Électrocardiogramme et échocardiographie


Ces 2 examens sont effectués à la recherche de signes de souffrance myocardique qui contre-indiquent l'utilisation des anthracyclines.


Évolution


Spontanée : Elle est constamment mortelle après un délai médian de survie de 2 mois. Les décès sont principalement liés à l'insuffisance médullaire :


- infections bactériennes ou mycotiques en rapport avec la neutropénie ;


- hémorragies en rapport avec la thrombopénie et (ou) l'éventuelle coagulation intravasculaire disséminée.


Plus rarement c'est l'infiltration tumorale ubiquitaire qui est responsable d'une défaillance multi-organique fatale.


Traitée : Objectifs du traitement  : l'approche thérapeutique actuelle se veut résolument curative. L'objectif initial du traitement chez le sujet jeune est l'obtention d'une rémission complète (RC), définie par : la disparition des signes cliniques éventuels de la maladie, la disparition de la blastose médullaire (<,5 %), la correction de l'insuffisance médullaire (polynucléaires > 1 109/l ; plaquettes > 100 x 109/L) et le maintien de cette situation pendant au moins un mois, L'obtention d'une première rémission complète est la condition indispensable pour espérer une survie sans rechute prolongée voire définitive. La rémission complète doit ensuite être entretenue pour éviter une rechute.


Facteurs pronostiques (20) : 2 facteurs sont constamment associés à un pronostic péjoratif :


- l'âge : plus le patient est âgé (> 60 ans) et plus les risques d'échec sont importants ; dans une étude de population les patients de + de 60 ans avec LMA n’ont pas vu le pronostic s’améliorer comme celui des patients jeunes, car moins souvent traités par chimiothérapie et moins adressés à des centres de référence (21). Les facteurs de risque de décès au décours de la cure d’induction sont l’âge, le statut de performance, le taux de neutrophiles, de fibrine, d’albumine, de bilirubine et les hyperleucocytoses majeures, qui reflètent le retentissement des complications associées à la leucémie sur les fonctions vitales de l’hôte et une mauvaise tolérance à l’induction aplasiante.

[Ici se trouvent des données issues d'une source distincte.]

PR #188, opened 2017-06-16
roles: add checks for Docker storage configuration

### LINKED ISSUE #121: add new test to verify default storage driver for docker
@dustymabe suggested we get a test case into the mix for verifying the default storage driver for docker

Based on this BZ - https://bugzilla.redhat.com/show_bug.cgi?id=1436777

F26 was the intended target, but we could construct a test case that validates all the streams

### LINKED ISSUE #166: Verify docker storage persists across reboot
Let's make sure we don't hit [this bug](https://bugzilla.redhat.com/show_bug.cgi?id=1457912) again by adding a test for it in a-h-t. 

Can most likely be done as part of the work for https://github.com/projectatomic/atomic-host-tests/issues/121

miabbott:
This role will check for the correct default Docker storage driver and
that any mounts are in place.

Closes #121, Closes #166

### DIFF
--- a/roles/docker_storage_verify/tasks/main.yml
+++ b/roles/docker_storage_verify/tasks/main.yml
@@ -12,16 +12,12 @@
     msg: "The required variables are not defined.  Check files under roles/docker_storage_verify/vars"
   when: driver is undefined
 
-  # Maximum efficiency!  The output from 'docker info' contains a line:
-  #
-  #   Storage Driver: <value>
-  #
-  # So we grab the value, split on the colon + space, and compare the value
-  # to the expected driver.  All in one task!
+  # When all the streams are on docker 1.13, we should start using
+  #  docker info --format  '{{.Driver}}'
 - name: Check Docker storage driver
-  shell: docker info | grep '^Storage Driver'
+  shell: "docker info | grep -oP '(?<=Storage Driver: ).*'"
   register: storage_driver
-  failed_when: "'{{ storage_driver.stdout.split(': ')[1] }}' != '{{ driver }}'"
+  failed_when: "'{{ storage_driver.stdout }}' != '{{ driver }}'"
 
 - name: Check for F25 Docker mount
   command: findmnt /var/lib/docker/devicemapper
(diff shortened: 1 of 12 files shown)


miabbott:
@dustymabe Have a look.  I want to make sure this is sane before I start plumbing it into the sanity test.

Interestingly, only Fedora explicitly displays a device being mounted onto a directory.  RHEL and CentOS don't have that output.

miabbott:
[(3) Add [a-h-t] test case to verify default docker storage driver](https://trello.com/c/7e2MgiLb/711-3-add-a-h-t-test-case-to-verify-default-docker-storage-driver)

roles/docker_storage_verify/tasks/main.yml
```diff
@@ -0,0 +1,42 @@
...
+  # Maximum efficiency!  The output from 'docker info' contains a line:
+  #
+  #   Storage Driver: <value>
+  #
+  # So we grab the value, split on the colon + space, and compare the value
+  # to the expected driver.  All in one task!
+- name: Check Docker storage driver
+  shell: docker info | grep '^Storage Driver'
+  register: storage_driver
+  failed_when: "'{{ storage_driver.stdout.split(': ')[1] }}' != '{{ driver }}'"
```
dustymabe: this might be easier:

```
[root@f26-updates-testing ~]# docker info --format '{{json .Driver}}' 
"overlay2"
```

miabbott: 👍 Thanks for the tip!

miabbott: Man, I really wanted to use that but the `--format` flag on `docker info` is only available on 1.13

Once all the streams are on 1.13, I can go back and update this.

I figured a cleaner usage of `grep`, so I'm still going to push an update with that.

dustymabe: i'm that guy only using the latest and greatest of everything and expecting everyone else to just update :) - sorry about that - maybe add a comment to the code to mention updating it when it can be updated

mike-nguyen:
LGTM.  Do you plan on plumbing this role into I-S-T in this PR or another one?

miabbott:
I'm hesitant to add it into i-s-t right now because of #198.  I'll work up another PR that we can land after #198 merges.

mike-nguyen:
I'll merge this in now then.

Issue #156, opened 2017-05-24
consider adding retry logic to operations that require external networks


miabbott:
We've seen failures in the tests due to connection timeouts or abrupt resets of connections when the tests are doing things like `atomic pull` or `docker pull`

We might be able to workaround some of these transient failures by just using the `retries` parameter in the roles.

Example:

```
- name: Pull busybox
  command: atomic pull busybox
  register: pull
  retries: 6
  delay: 30
  until: pull.rc == 0
```

mike-nguyen:
Definitely needed!

miabbott:
![](https://github.trello.services/images/mini-trello-icon.png) [(2) Enhance [a-h-t] network roles to implement retries](https://trello.com/c/AVW7ZB4X/764-2-enhance-a-h-t-network-roles-to-implement-retries)

miabbott:
A bunch of work was done in this space with #190, #193, and #195 

I think it is safe to close.

PR #190, opened 2017-06-21
roles: implement retries and remove version check

miabbott:
We no longer need to check the version of the `atomic` command in
order to determine how to list images with the command, since all the
platforms we test against are at version 1.12+ of `atomic`.

Additionally, I added a retry loop on the `atomic pull` in order to
mitigate any failures due to network problems.

This address a small sliver of #156

### DIFF
--- a/roles/atomic_pull_verify/tasks/main.yml
+++ b/roles/atomic_pull_verify/tasks/main.yml
@@ -9,29 +9,15 @@
 #   - atomic run
 #   - atomic stop
 #
-- name: Get atomic major version
-  shell: atomic --version 2>&1 | cut -d. -f1
-  register: atomic_major
-
-- name: Get atomic minor version
-  shell: atomic --version 2>&1 | cut -d. -f2
-  register: atomic_minor
-
 - name: Pull busybox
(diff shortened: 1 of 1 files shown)


roles/atomic_pull_verify/tasks/main.yml
```diff
@@ -9,29 +9,15 @@
...
-  when: (atomic_minor.stdout|int) < 12 and (atomic_major.stdout|int) == 1
-
-- name: Set atomic images command for 1.12 and newer
-  set_fact:
-    atomic_images: "atomic images list"
-  when: (atomic_minor.stdout|int) >= 12 and (atomic_major.stdout|int) == 1
+  register: apb
+  retries: 5
+  delay: 60
+  until: apb|success
```
mike-nguyen: I love the shortcut for the retries here!

mike-nguyen:
LGTM

miabbott:
[(2) Enhance [a-h-t] network roles to implement retries](https://trello.com/c/AVW7ZB4X/764-2-enhance-a-h-t-network-roles-to-implement-retries)

PR #191, opened 2017-06-22
add support for removing all installed packages

miabbott:
Sometimes you just want all the installed packages removed, so this
introduces support for the `all` keyword in the `rpm_ostree_uninstall`
role.  It is not 100% bulletproof, since it is possible a user could
use the `all` keyword when there is nothing installed and then the
role will probably blow up.  But I'm hoping that we are better than that.

There could be additional work done in the
`rpm_ostree_uninstall_verify` role to support the `all` keyword, too.
But I was unable to arrive a solution that would both verify the
packages were uninstalled and the binaries were removed.

### DIFF
--- a/roles/rpm_ostree_uninstall/tasks/main.yml
+++ b/roles/rpm_ostree_uninstall/tasks/main.yml
@@ -41,31 +41,35 @@
         ros_not_booted: "{{ ros_json['deployments'][0] if ros_json['deployments'][0] is defined else false }}"
       when: ros_json['deployments'][1] is defined and ros_json['deployments'][1]['booted']
 
+    # If the 'packages' key has a value, we create a list of packages to
+    # uninstall, otherwise skip it
     - name: Get all installed packages
       set_fact:
         all_installed: "{{ ros_booted['packages']|join(' ') }}"
+      when: ros_booted['packages']|length > 0
   when: packages == "all"
 
-# If the 'all_installed' variable is defined, we use that otherwise just use
-# the supplied 'packages' variable.  NOTE: 'all_installed' could be an empty
-# string and we don't check for it because I'm making the wrong assumption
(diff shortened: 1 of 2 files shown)


roles/rpm_ostree_uninstall/tasks/main.yml
```diff
@@ -19,12 +20,46 @@
...
+      set_fact:
+        ros_booted: "{{ ros_json['deployments'][1] }}"
+        ros_not_booted: "{{ ros_json['deployments'][0] if ros_json['deployments'][0] is defined else false }}"
+      when: ros_json['deployments'][1] is defined and ros_json['deployments'][1]['booted']
+
+    - name: Get all installed packages
+      set_fact:
+        all_installed: "{{ ros_booted['packages']|join(' ') }}"
+  when: packages == "all"
+
```
mike-nguyen: Maybe we can handle the all case like this:

```
        - name: Get all installed packages
          set_fact:
            all_installed: "{{ ros_booted['packages']|join(' ') }}"
          when: ros_booted['packages']|length > 0
      when: packages == "all"

    - name: Setup 'rm_packages' variable
      set_fact:
        rm_packages: "{{ all_installed if all_installed is defined else packages }}"

    - name: Uninstall {{ rm_packages }}
      command: rpm-ostree uninstall {{ rm_packages }}
      when: not reboot and rm_packages != "all"

    - name: Uninstall {{ rm_packages }} and reboot
      command: rpm-ostree uninstall {{ rm_packages }} -r
      async: 60
      poll: 0
      when: reboot and rm_packages != "all"
      ignore_errors: true

    - include: ../../../common/ans_reboot.yml
      vars:
        skip_shutdown: true # shutdown was already initiated
      when: reboot and rm_packages != "all"
```

mike-nguyen:
LGTM.  Merging.

PR #193, opened 2017-06-22
roles: add retries to network operations

miabbott:
This adds retry logic to roles that rely on external network
operations.  I settled on 5 retries per action with delays of 60s
between each attempt.  This should help mitigate some of the failures
we encounter when the network is flaky.

Additionally, I re-wrote some of the existing retries to follow the
format of:

```
register: <var>
retries: 5
delay: 60
until: <var>|success
```

This makes our retry logic more consistent across roles.

This is another commit to address #156

### DIFF
--- a/roles/atomic_installation_verify/tasks/main.yml
+++ b/roles/atomic_installation_verify/tasks/main.yml
@@ -24,6 +24,10 @@
 
 - name: Install cockpit container with tag
   command: "atomic install {{ cockpit_cname }}:latest"
+  register: aic
+  retries: 5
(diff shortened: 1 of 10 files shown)


miabbott:
[(2) Enhance [a-h-t] network roles to implement retries](https://trello.com/c/AVW7ZB4X/764-2-enhance-a-h-t-network-roles-to-implement-retries)

miabbott:
Super tired of seeing network timeouts in our jobs, so I'm merging this.

deal with it

PR #194, opened 2017-06-27
tests: unsubscribe at end of system-containers test

miabbott:
We should be removing our subscriptions at the end of the
`system-containers` test.


mike-nguyen:
LGTM

PR #197, opened 2017-07-10
Update handling of /etc/sysconfig/docker for docker-latest

### LINKED ISSUE #192: fix 'docker' test to handle additional 'docker-latest' requirements
Seen on CAHC, the version of `docker-latest` (`docker-latest-1.13-28.git6cd0bbe.el7.x86_64`) has additional lines in `/etc/sysconfig/docker` that need to be uncommented for everything to work smoothly.

See below:

```
# docker-latest daemon can be used by starting the docker-latest unitfile.
# To use docker-latest client, uncomment below lines
#DOCKERBINARY=/usr/bin/docker-latest
#DOCKERDBINARY=/usr/bin/dockerd-latest
#DOCKER_CONTAINERD_BINARY=/usr/bin/docker-containerd-latest
#DOCKER_CONTAINERD_SHIM_BINARY=/usr/bin/docker-containerd-shim-latest
```

miabbott:
The more recent versions (1.13, I think) of `docker-latest`
require additional lines to be modified in `/etc/sysconfig/docker` for
everything to play happy together.

Closes #192

### DIFF
--- a/roles/docker_build_httpd/tasks/main.yml
+++ b/roles/docker_build_httpd/tasks/main.yml
@@ -47,6 +47,10 @@
 
 - name: Build httpd image
   command: "docker build -t {{ g_httpd_name }} -f {{ build_dir }}/{{ g_httpd_name }}_Dockerfile {{ build_dir }}"
+  register: db
+  retries: 5
+  delay: 60
+  until: db|success
 
 - name: Get docker images after build
   command: docker images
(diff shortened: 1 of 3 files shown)


miabbott:
The `fedora/25/atomic` test is expected to fail because Fedora Atomic Host doesn't have `docker-latest` installed by default.

miabbott:
>  Does the k8-cluster test need these changes for docker 1.13 also? I noticed the docker_private_registry role modifies /etc/sysconfig/docker also but only to add an insecure registry.

It shouldn't.  These changes are only for enabling `docker-latest` and the `k8-cluster` test doesn't use that.

mike-nguyen:
This looks good to go then.

PR #198, opened 2017-07-11
i-s-t: use synthesized upgrades to test HEAD

mike-nguyen:
Because the current improved sanity test requires the test system
to be at HEAD-1, it made it more complicated to figure out when
issues were introduced.  Consumers of the test results would have
to wait until HEAD+1 to see if patch worked.  This commit aims
to resolve these issues by using a synthesized upgrade provided
by @jlebon.

The synthesized upgrade creates a local branch of the current ostree
then creates a commit with no changes.  At this point running an
upgrade would upgrade to an ostree that does not include
packages that are added/upgraded, but the trade-off is worth it for
better CI tests and less user confusion.  Users can see when their
changes causes breakage and when their patches fix them.

Another issue with using this approach is that the synthesized
upgrades is that the system must be upgraded to the local branch
right away.  Creating the local branch later in the test does not
preserve admin/unlock and layered packages that are added during
the test.


mike-nguyen:
Questions up for discussion:
- Should we make the default running with HEAD-1 and an option to run with synthesized upgrades?
- When the test completes, it leaves the system deployed with the local branch.  Should we rebase to the original refspec at commit at the end of the test as a cleanup?

miabbott:
> Should we make the default running with HEAD-1 and an option to run with synthesized upgrades?

My vote is to remove the `HEAD-1` option completely.  I think moving to this approach of local branch + local commit is both less confusing and more valuable.  I don't think we've ever received feedback saying "Testing from HEAD-1 is a great idea!"  It's always been the opposite.

> When the test completes, it leaves the system deployed with the local branch. Should we rebase to the original refspec at commit at the end of the test as a cleanup?

Yeah, I would vote for this too.  Ideally, all of our tests should return the system to the original state before the tests started.

roles/origin_file_modify/tasks/main.yml
```diff
@@ -0,0 +1,23 @@
...
+
+- name: Get current booted dir
+  command: ostree admin --print-current-dir
+  register: current_dir
+
+- name: Replace current refspec
+  replace:
+    dest: "{{ current_dir.stdout }}.origin"
+    regexp: '^(.*refspec=).*$'
+    replace: '\1{{ refspec }}'
```
cgwalters: Why not use `rpm-ostree rebase` instead?

roles/local_repo_setup/tasks/main.yml
```diff
@@ -0,0 +1,32 @@
...
+  when: ros_json['deployments'][0] is defined and
+        ros_json['deployments'][0]['booted']
+
+- name: Set current checksum
+  set_fact:
+    checksum: "{{ ros_json['deployments'][1]['checksum'] }}"
+  when: ros_json['deployments'][1] is defined and
+        ros_json['deployments'][1]['booted']
+
+- name: Create local repo
```
cgwalters: `Create local branch`

roles/local_repo_setup/tasks/main.yml
```diff
@@ -0,0 +1,32 @@
...
+  set_fact:
+    ros_json: "{{ ros.stdout|from_json }}"
+
+- name: Set current checksum
+  set_fact:
+    checksum: "{{ ros_json['deployments'][0]['checksum'] }}"
+  when: ros_json['deployments'][0] is defined and
+        ros_json['deployments'][0]['booted']
+
+- name: Set current checksum
```
cgwalters: `Set previous checksum`

roles/local_repo_commit/tasks/main.yml
```diff
@@ -0,0 +1,19 @@
...
+#
+- name: Fail if version, refspec, or branch_name is undefined
+  fail:
+    msg: "version, refspec, or branch_name is undefined"
+  when: version is undefined or
+        branch_name is undefined or
+        refspec is undefined
+
+- name: Create a commit with no changes
+  command: ostree commit -b {{ branch_name }} --tree=ref={{ refspec }} --add-metadata-string version={{ version }}
```
cgwalters: We should probably add an ostree command for this.  I'll keep it in mind.

cgwalters:
Another highlevel approach would be to pair a "last released ref" with each ref we're testing.  For FAH, this currently requires manual intervention because of how we do commit promotion.  But for FAHC, that'd be the upstream fedora stable one for example, rather than the last FAHC commit.

roles/origin_file_modify/tasks/main.yml
mike-nguyen: The strategy was to keep the test as close to the most common use case for a user.  Modifying the origin file allows us to user rpm-ostree upgrade even though rebase would be much easier.

roles/local_repo_setup/tasks/main.yml
mike-nguyen: @cgwalters I think my terminology is slightly off on repo and branch.  I will rename the roles to use branch instead of repo.

roles/local_repo_setup/tasks/main.yml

Ainsi on exclut des inductions classiques les patients cumulant les facteurs défavorables, avec mortalité précoce prévisible > 30 % (> 75 ans, altération importante de l’indice de performance, comorbidité cardiorespiratoire).


- le caractère secondaire de la leucémie aiguë myéloblastique, de très mauvais pronostic (au caryotype et au phénotype MDR).


Le récepteur FLT3 à tyrosine kinase est exprimé dans 20 à 30 % des LAM (souvent M2, M4, M5b (Blood 2008 ;111:2527)) et est un facteur pronostique (22). Ce récepteur FLT3 est activé soit par son ligand, soit par des mutations (duplication interne). La mutation de FLT3/DIT est corrélée à un faible % de RC, au risque de décès en induction, de rechute et à une OS et DFS plus courte. Des noyaux très invaginés dans les LMA sont associés à des mutations de NPM1et des duplications internes en tandem de FLT3 (23). Environ 6% de ces mutations sont secondaires (perte ou gain de mutation). Les mutations secondaires ont un comportement similaire aux patients FLT3 stables Mod Pathol. 2012 Oct ;25(10):1405-12.


Autres facteurs pronostiques : caractéristiques de la LMA (hyperleucocytose initiale > 30 109/L, type cytologique : meilleur pronostic des formes M3 et M4 à éosinophiles, plus mauvais pronostic des formes M7 ou des formes inclassables dans la classification FAB,


- phénotype immunologique : l'expression du marqueur CD34 et (ou) de la protéine gpl70 codant le gène MDR1 (résistance multiple aux médicaments) est corrélé à un mauvais pronostic dans la plupart des articles publiés, néanmoins une revue n’est pas en faveur de l’utilisation comme facteur pronostique, car trop grande hétérogénéité et des études récentes qui trouvent l’inverse (24).


caryotype : certaines anomalies sont considérées comme de « bon pronostic » : t(15 ;17) dans les LAM3 ; invl6 dans les LAM 4 éosino ; t(8 ;21) dans les LAM2 ; à l'inverse les anomalies des chromosomes 5 ou 7 souvent rencontrées dans les leucémies aiguës myéloblastiques secondaires sont de pronostic péjoratif.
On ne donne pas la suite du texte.